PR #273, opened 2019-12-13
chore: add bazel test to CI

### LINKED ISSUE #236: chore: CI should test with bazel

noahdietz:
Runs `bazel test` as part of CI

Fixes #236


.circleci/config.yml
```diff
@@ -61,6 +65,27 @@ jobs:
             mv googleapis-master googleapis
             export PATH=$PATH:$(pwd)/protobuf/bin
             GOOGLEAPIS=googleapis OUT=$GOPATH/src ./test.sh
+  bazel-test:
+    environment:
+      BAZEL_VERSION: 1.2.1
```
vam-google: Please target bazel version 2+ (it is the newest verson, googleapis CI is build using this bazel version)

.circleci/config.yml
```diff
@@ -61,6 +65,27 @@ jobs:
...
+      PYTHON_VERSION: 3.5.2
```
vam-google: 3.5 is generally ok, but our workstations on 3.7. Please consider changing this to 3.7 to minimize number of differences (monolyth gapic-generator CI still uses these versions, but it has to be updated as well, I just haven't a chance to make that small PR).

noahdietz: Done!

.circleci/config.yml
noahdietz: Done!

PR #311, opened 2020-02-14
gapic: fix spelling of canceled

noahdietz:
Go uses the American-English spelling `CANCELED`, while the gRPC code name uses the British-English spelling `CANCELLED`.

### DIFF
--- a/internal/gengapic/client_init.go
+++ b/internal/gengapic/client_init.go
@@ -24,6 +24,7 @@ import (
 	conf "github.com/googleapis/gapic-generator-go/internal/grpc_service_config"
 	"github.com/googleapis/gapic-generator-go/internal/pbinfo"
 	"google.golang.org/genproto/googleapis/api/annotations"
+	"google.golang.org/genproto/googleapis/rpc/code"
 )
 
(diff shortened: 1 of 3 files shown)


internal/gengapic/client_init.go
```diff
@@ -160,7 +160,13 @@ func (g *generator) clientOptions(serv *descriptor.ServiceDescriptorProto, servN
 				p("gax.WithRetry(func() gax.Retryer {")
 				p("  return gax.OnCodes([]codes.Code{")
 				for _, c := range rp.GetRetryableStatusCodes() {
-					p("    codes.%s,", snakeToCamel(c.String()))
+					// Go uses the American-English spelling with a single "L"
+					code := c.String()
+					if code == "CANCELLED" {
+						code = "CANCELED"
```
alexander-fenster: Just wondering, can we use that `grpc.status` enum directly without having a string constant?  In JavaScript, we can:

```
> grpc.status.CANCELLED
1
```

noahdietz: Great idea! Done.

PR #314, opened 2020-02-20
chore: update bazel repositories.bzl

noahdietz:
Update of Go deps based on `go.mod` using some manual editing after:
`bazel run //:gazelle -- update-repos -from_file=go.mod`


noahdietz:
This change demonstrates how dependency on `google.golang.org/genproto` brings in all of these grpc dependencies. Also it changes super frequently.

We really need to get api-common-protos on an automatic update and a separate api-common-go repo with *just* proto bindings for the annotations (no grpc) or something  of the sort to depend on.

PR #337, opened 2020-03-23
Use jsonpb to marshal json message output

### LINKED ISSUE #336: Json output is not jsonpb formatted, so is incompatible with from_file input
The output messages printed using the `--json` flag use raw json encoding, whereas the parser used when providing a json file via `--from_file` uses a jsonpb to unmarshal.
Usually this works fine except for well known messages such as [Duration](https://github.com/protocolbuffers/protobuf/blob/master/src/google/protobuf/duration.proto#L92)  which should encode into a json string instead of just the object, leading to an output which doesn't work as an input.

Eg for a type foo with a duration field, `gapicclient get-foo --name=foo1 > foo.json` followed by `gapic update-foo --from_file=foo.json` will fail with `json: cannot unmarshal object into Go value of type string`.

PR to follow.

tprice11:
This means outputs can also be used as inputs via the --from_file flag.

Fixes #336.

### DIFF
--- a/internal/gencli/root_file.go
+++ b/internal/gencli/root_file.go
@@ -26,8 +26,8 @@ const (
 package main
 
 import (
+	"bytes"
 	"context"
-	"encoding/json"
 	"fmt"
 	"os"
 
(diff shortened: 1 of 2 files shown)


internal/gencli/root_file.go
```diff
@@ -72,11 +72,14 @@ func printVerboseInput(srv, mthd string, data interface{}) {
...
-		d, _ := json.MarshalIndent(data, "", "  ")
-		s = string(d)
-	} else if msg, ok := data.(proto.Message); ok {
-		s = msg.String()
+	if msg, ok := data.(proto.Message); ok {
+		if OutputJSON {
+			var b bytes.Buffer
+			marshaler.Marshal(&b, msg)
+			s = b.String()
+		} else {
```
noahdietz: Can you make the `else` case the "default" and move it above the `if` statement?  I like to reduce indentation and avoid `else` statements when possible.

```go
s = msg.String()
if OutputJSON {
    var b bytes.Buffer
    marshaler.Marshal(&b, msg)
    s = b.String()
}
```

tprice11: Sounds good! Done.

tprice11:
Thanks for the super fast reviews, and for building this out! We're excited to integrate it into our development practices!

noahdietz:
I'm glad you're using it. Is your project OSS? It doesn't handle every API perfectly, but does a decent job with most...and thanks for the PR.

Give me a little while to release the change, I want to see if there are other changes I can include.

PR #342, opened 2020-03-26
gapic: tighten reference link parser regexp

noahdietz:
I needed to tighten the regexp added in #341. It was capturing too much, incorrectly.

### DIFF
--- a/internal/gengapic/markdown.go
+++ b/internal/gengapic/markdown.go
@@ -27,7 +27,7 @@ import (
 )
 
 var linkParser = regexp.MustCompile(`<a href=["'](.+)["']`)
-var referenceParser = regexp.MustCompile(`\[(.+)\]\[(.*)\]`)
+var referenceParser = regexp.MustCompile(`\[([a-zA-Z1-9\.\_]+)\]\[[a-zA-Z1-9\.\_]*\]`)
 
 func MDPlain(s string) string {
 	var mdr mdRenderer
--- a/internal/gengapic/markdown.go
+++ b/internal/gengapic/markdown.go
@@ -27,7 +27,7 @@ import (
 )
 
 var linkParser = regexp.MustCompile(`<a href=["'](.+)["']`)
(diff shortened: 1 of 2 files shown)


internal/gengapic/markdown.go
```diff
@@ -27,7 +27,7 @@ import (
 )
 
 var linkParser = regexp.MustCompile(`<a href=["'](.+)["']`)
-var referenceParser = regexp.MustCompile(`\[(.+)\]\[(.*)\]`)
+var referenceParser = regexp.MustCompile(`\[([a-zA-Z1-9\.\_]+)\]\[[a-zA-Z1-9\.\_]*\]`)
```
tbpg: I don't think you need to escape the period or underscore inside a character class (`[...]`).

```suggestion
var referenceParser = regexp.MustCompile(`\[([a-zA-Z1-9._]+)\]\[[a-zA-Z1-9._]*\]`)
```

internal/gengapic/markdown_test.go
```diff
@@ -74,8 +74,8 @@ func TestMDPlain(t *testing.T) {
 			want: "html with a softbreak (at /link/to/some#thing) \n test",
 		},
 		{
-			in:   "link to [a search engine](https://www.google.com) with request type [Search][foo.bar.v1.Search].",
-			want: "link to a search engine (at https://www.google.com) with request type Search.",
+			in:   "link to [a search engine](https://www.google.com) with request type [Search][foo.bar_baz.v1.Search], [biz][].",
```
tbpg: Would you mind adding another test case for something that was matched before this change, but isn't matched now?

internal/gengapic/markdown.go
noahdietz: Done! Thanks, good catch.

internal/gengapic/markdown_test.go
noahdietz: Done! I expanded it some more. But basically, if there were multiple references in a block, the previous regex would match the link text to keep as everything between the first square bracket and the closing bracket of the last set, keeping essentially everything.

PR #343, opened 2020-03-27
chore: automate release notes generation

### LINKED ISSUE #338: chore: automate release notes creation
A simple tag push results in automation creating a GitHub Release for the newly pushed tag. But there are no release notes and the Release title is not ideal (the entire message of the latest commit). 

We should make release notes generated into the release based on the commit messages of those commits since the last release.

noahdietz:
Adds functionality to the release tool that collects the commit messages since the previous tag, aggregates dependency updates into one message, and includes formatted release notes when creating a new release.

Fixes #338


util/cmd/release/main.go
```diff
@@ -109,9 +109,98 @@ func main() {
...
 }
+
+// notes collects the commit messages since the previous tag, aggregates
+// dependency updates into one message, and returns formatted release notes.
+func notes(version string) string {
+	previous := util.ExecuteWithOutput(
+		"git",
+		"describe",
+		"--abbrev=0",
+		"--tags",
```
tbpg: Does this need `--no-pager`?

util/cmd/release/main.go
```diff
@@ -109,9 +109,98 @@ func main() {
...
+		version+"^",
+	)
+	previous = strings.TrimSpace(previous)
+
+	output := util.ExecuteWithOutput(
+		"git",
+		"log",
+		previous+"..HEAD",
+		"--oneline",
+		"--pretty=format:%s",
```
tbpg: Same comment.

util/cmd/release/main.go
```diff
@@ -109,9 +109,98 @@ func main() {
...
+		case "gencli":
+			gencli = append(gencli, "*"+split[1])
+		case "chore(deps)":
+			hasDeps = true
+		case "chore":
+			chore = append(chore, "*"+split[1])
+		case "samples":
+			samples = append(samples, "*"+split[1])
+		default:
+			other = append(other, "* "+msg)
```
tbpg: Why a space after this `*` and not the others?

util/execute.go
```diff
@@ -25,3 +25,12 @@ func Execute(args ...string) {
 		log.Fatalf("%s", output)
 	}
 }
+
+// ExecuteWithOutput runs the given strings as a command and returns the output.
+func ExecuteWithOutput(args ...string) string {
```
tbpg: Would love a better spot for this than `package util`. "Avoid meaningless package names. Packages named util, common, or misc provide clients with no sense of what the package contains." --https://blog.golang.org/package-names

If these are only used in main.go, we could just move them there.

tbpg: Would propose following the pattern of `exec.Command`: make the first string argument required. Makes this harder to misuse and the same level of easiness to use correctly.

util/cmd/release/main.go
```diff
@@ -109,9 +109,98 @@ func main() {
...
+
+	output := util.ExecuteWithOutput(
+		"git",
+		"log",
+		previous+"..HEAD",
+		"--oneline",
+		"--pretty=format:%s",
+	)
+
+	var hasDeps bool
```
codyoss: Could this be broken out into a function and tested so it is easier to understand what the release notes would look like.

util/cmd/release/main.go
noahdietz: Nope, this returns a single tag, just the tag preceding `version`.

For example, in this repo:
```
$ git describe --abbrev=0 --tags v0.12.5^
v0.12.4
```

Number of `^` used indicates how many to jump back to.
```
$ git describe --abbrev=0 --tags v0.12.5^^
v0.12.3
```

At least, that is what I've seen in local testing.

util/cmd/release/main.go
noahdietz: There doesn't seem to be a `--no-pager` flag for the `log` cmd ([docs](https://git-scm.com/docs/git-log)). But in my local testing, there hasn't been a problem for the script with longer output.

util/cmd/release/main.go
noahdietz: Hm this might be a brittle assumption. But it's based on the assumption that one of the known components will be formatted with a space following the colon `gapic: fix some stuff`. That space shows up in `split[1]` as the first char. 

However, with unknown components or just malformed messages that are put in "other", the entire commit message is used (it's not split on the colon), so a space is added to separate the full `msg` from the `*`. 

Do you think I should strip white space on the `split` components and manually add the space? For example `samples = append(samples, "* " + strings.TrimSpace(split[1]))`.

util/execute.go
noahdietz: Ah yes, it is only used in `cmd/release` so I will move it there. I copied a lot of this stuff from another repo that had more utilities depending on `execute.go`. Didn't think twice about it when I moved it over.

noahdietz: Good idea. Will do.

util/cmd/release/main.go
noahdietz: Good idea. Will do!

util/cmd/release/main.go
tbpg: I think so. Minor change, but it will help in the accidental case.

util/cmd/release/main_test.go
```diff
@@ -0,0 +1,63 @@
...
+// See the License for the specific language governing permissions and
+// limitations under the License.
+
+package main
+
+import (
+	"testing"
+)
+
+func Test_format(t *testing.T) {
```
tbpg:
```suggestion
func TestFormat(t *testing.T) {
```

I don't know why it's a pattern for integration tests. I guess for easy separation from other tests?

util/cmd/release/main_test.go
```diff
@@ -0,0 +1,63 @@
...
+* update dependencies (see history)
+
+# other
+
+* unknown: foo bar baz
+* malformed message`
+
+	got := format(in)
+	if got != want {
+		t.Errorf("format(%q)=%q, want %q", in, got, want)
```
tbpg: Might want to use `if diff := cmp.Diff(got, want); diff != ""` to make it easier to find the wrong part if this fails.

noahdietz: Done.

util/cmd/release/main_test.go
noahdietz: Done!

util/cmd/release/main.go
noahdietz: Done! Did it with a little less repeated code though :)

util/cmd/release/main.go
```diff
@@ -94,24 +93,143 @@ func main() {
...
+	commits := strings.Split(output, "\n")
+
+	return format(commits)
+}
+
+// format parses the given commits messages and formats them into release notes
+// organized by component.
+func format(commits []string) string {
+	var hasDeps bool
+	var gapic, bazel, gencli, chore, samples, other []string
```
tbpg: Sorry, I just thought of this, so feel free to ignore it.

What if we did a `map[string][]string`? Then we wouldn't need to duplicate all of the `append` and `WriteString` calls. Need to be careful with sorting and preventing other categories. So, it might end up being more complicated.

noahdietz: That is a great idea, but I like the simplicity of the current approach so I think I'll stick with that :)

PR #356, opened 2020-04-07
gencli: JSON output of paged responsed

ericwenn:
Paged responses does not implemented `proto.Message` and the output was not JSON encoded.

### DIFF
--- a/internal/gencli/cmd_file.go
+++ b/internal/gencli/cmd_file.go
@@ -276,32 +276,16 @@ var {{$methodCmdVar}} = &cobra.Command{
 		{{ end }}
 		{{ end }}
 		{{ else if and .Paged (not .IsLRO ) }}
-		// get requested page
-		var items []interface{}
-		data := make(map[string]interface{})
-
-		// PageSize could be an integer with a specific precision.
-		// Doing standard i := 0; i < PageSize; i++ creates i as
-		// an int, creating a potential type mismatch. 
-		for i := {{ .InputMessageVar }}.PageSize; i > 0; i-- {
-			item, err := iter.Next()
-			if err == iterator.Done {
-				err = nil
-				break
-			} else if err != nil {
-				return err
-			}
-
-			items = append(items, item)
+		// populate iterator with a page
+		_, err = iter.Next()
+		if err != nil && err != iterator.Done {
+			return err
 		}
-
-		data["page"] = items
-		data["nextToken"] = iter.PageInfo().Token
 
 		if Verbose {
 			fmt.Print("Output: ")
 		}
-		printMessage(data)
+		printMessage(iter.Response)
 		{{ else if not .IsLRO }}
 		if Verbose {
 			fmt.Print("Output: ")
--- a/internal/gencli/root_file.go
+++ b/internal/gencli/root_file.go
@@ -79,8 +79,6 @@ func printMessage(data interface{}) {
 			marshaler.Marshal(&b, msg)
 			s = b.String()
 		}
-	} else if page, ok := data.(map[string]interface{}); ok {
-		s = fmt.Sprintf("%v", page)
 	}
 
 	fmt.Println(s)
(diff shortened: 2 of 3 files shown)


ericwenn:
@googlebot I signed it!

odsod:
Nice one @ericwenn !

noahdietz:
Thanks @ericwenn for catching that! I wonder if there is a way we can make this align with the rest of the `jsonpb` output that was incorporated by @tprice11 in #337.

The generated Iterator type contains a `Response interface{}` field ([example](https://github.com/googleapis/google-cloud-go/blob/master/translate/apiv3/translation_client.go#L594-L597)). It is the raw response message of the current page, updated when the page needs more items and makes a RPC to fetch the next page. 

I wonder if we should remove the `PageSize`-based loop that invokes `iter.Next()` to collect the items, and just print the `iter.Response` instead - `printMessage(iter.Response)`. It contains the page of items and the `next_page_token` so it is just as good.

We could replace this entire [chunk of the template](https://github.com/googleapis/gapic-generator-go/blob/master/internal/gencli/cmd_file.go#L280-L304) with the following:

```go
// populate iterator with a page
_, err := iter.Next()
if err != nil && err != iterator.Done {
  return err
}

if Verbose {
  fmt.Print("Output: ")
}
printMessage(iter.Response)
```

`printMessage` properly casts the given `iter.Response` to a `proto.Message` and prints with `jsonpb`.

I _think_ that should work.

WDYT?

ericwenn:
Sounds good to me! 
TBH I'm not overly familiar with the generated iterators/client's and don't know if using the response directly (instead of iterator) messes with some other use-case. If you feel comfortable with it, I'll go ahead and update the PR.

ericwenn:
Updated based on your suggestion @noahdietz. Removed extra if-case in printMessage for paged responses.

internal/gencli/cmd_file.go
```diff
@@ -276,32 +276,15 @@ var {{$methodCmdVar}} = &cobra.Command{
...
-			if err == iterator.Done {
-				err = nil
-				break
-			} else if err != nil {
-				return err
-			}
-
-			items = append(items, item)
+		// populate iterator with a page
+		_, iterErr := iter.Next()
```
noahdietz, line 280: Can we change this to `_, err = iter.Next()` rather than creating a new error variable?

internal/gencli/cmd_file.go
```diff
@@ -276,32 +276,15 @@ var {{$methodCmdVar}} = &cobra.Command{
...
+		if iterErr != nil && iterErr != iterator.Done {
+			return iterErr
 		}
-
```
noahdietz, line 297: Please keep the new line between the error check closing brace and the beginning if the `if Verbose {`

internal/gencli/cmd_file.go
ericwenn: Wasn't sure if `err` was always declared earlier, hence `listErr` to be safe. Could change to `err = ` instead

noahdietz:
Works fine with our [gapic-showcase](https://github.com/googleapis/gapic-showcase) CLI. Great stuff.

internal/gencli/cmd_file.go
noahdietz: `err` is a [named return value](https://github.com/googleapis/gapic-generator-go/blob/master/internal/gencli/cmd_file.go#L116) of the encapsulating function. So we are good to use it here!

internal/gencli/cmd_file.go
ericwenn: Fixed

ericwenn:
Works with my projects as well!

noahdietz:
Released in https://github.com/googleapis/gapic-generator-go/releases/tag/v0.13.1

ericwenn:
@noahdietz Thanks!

____

## Activity
In the records above, tally the lines where the word "https" appears, and give the number and nothing else.

## Task response
11